Ticket #7612 (assigned enhancement)

Opened 4 months ago

Last modified 3 months ago

Tumblr importer

Reported by: hailin Assigned to: hailin (accepted)
Priority: normal Milestone: 2.8
Component: General Version:
Severity: normal Keywords:
Cc:

Description

Hao wrote a tool to convert Tumblr blog into WordPress XML file, which can be imported into WordPress blogs.

http://haochen.me/tumblr/ and blogged about it at http://haochen.wordpress.com/2008/08/19/export-your-tumblr-blog-to-wordpress/

We want to incorporate this into wpcore eventually.

Attachments

tumblr_export.php (15.0 kB) - added by hailin on 08/27/08 17:16:19.
export code using XML parser

Change History

08/27/08 16:11:18 changed by hailin

  • type changed from defect to enhancement.

I've reviewed and experimented the Tumblr export code from Hao.

The current wordpress.org and wordpress.com import code replies on

preg_match to extract tags, largely because of legacy reasons - powerful XML parsing modules such as SimpleXMLElement are not available in PHP 4.x. Using PHP 5.x built-in XML parsers can produce much cleaner and faster code.
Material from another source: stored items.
PR #4949, opened 2026-09-02
fix(wiz): align the agent hyperlink service with the dialog's model

fredaan:
## Summary
- `AssemblyHyperlinkService` (the wiz-agent's thin wrapper around `HyperlinkDialogService`) had three gaps relative to the real hyperlink-dialog UI it's meant to expose:
  - `link.self` was read into the model but had no effect — the Angular dialog's "open in current window" checkbox is UI sugar that rewrites `targetFrame` to `"SELF"` before submit, and `HyperlinkDialogService.setHyperlinkDialogModel` only ever reads `targetFrame`, never `getSelf()`. `apply()` now applies the same rewrite, unconditionally and after every other field, so it overrides an explicit `targetFrame` in the same call exactly like the checkbox does.
  - `paramList` (the dialog's custom constant/field parameters, beyond the `sendViewsheetParameters`/`sendSelectionsAsParameters` bulk toggles) had no wiring at all on this path. `apply()` now maps it onto `InputParameterDialogModel`, validating a field-sourced value against the assembly's own bindable fields; `describe()` reads it back.
  - `describe()` never copied `assetLinkId` or `disableParameterPrompt` into its response even though the model carried both correctly — the same "write works, read never surfaces it" pattern already on record in the wiz plugin's own known-pitfalls notes.
- Follow-up commit fixes a round-trip bug found in review: a `constant`-valued `paramList` entry with no explicit `type` would read back as `valueSource:"field"` (since `Hyperlink.getParameterType` returns the stored `null` verbatim, and the read path infers `valueSource` from whether that's null) — a read-then-resubmit agent would then have its own working param rejected by the new field-name validation. Fixed by defaulting a type-less constant entry to `XSchema.STRING`, matching what the real Angular dialog itself defaults to.
- Companion PR in `stylebi-wiz`: inetsoft-technology/stylebi-wiz#2105 — exposes all of this through the `set_hyperlink`/`get_hyperlink` MCP tool.

## Test plan
- [x] `AssemblyHyperlinkServiceTest`: 49/49 passing, 13 new tests covering `self` normalization (including overriding an explicit `targetFrame`), `paramList` validation/clearing/round-trip, and the `describe()` read-back fix
- [x] `mvn -pl core compile` clean

### DIFF
--- a/core/src/main/java/inetsoft/web/wiz/viewsheet/AssemblyHyperlinkService.java
+++ b/core/src/main/java/inetsoft/web/wiz/viewsheet/AssemblyHyperlinkService.java
@@ -22,6 +22,7 @@ import inetsoft.sree.security.IdentityID;
 import inetsoft.sree.security.ResourceAction;
 import inetsoft.uql.asset.AssetEntry;
 import inetsoft.uql.asset.AssetRepository;
+import inetsoft.uql.schema.XSchema;
 import inetsoft.web.binding.drm.DataRefModel;
 import inetsoft.web.composer.model.vs.HyperlinkDialogModel;
 import inetsoft.web.composer.model.vs.InputParameterDialogModel;
@@ -484,7 +485,17 @@ public class AssemblyHyperlinkService {
          param.setName(name);
          param.setValueSource(source);
          param.setValue(value);
-         param.setType("constant".equals(source) ? str(paramMap, "type") : null);
+
+         // A constant entry always needs a type -- Hyperlink.getParameterType(name) returning
+         // null is how HyperlinkDialogService.getHyperlinkDialogModel's read path infers
+         // valueSource "field" (type == null ? "field" : "constant"). Leaving type null here for
+         // an agent that (naturally) omitted it would round-trip a constant param back as a
+         // "field" one on the very next read, and this class's own field-name validation above
+         // would then refuse it on resubmission -- rejecting a param that worked. XSchema.STRING
+         // matches what the real dialog itself defaults to (InputParameterDialog: every
+         // newly-created or "constant"-switched-to param starts as XSchema.STRING).
+         String type = str(paramMap, "type");
+         param.setType("constant".equals(source) ? (type == null ? XSchema.STRING : type) : null);
          params.add(param);
       }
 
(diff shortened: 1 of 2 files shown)


fredaan:
## Code review (code-reviewer agent, before this PR was opened)

Reviewed this commit (`fb4354d4f`) together with the companion commit in `stylebi-wiz`'s `plugin/composer` (`75e7e1b43`), since they're one logical change.

### Critical (fixed — see `1cecd9d54` above)

**`constant`-valued `paramList` entries without an explicit `type` silently mis-round-trip, and can corrupt themselves on a read-then-resubmit cycle.**

`parseParamList` defaulted `valueSource` to `"constant"` when omitted, but left `type` `null` if the caller didn't pass one. Traced the actual persist/read cycle in `HyperlinkDialogService`: on write, `Hyperlink.setParameterType(name, null)` still adds the key with a null value; on read, `Hyperlink.getParameterType(name)` returns that null verbatim, and `getHyperlinkDialogModel` infers `valueSource` purely from whether that's null (`"field"`) or not (`"constant"`). A constant param with no `type` therefore reads back as `valueSource:"field"`, and if an agent resubmits that read-back state, the new field-name validation on `paramList` rejects it — corrupting a working param purely because of a missing type default.

**Fixed**: `1cecd9d54` defaults a type-less constant entry to `XSchema.STRING`, matching what the real Angular dialog itself defaults every new/switched-to constant parameter to (`InputParameterDialog.ngOnInit`/`changeValueSource`). Added `paramListEntryWithNoExplicitTypeDefaultsToStringSoItRoundTripsAsConstant` as a regression test.

### Important (fixed)

**Commit message overclaimed the new-test count** — said "Adds 15 tests," actual diff added 12 (verified `git diff fb4354d4f~1 fb4354d4f -- ...Test.java`, 36→48). Noted and corrected in `1cecd9d54`'s own message and in the companion PR's testplan doc.

### What checked out clean
- `self` → `targetFrame="SELF"` override: correctly unconditional, applied after every other field, correctly skipped on the `linkType:"none"` early-return path. Verified against `HyperlinkDialogService` that `self` really is derived purely from `targetFrame=="SELF"` on read, confirming this is the only correct way to make it round-trip.
- `paramList` field-name validation against `model.getFields()`: sound, no bypass found, null-safe (`HyperlinkDialogModel.getFields()`/`getParamList()` both null-guard to empty lists).
- Clearing (`linkType:"none"`) correctly nulls `paramList` too, matching the existing `webLink`/`tooltip`/etc. nulling in that branch.
- No syntax/brace issues; null-safety solid apart from the finding above, which was a semantic/round-trip bug, not a crash.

I can envision that we significantly improve our import code, by rewriting the XML parsing logic, once we switch to PHP 5.x.

Hao's current Tumblr export code replies on SimpleXMLElement, which is the preferred approach. I don't think it's worthwhile to rewrite it using our existing, old preg_match approach.
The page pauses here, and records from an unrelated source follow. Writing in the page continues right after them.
PR #4950, opened 2026-09-02
feat(wiz): add worksheet-dependents endpoint so an agent can check usage before editing (PCB-006)

fredaan:
## Summary
- Part of PCB-006 (docs/bug-reports/plugin-composer-chart-binding.md, stylebi-wiz repo): when a user tells the agent "several dashboards use this worksheet, don't touch it," that claim should be checked, not taken on faith.
- Adds `GET /api/wiz/v1/agent/worksheet/{sessionToken}/dependents`, returning whether the connected worksheet is saved, its path, and every other saved asset (viewsheets, other worksheets) that currently depends on it.
- Backed by the same `AssetRepository.getSheetDependencies` check the Portal's own "remove this dataset?" dialog already runs before a delete (`DataSetService.isWorksheetRemoveable`) — not a new dependency-tracking mechanism.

I've suggested taking a better alternative approach:

Since Tumblr has simple formats, we can directly parse it's xml and create WordPress posts and categories, thus eliminating the intermediary step of exporting it to a WordPress XML file.

The approach would be similar to wp-admin/import/rss.php

where the following functions are used to create post/category:

wp_insert_post($post); wp_create_categories($categories, $post_id);

I would suggest that we wait till we migrate to PHP 5.x to incorporate the Tumblr export code into wp core.

08/27/08 16:14:34 changed by hailin

Ryan's comment:

preg_match() is subject to the backtrack limits in php 5, one of the

things that tripped us last time we migrated to php 5. I too think it best to wait for php 5 and use a real parser.

Barry's comment:

I think it was subject to that in php4 as well, just that the default backtrack limit in php 5 it was reduced 10x or 100x.

I too think it best to wait for php 5 and use a real parser.

08/27/08 16:20:11 changed by hailin

  • owner changed from anonymous to hailin.
  • status changed from new to assigned.

Matt's comment:

This doesn't mean it shouldn't go in core, just do a detect at the beginning for the needed functions and show a friendly error message if not available. You should drop the patch on a Trac ticket.

Notes by Hailin:

I thought about using XML parsing class like http://www.criticaldevelopment.net/xml/doc.php. However, this violates the principle of keeping core small, and clean.

Let's see how the alternative approach goes (I believe that is better as it eliminates the middle step, and achieves one-click import).

08/27/08 17:16:19 changed by hailin

  • attachment tumblr_export.php added.

export code using XML parser

08/27/08 17:49:05 changed by Detect

Just leaving a comment here to join in on the discussion.

10/15/08 04:17:23 changed by jacobsantos

  • milestone changed from 2.7 to 2.8.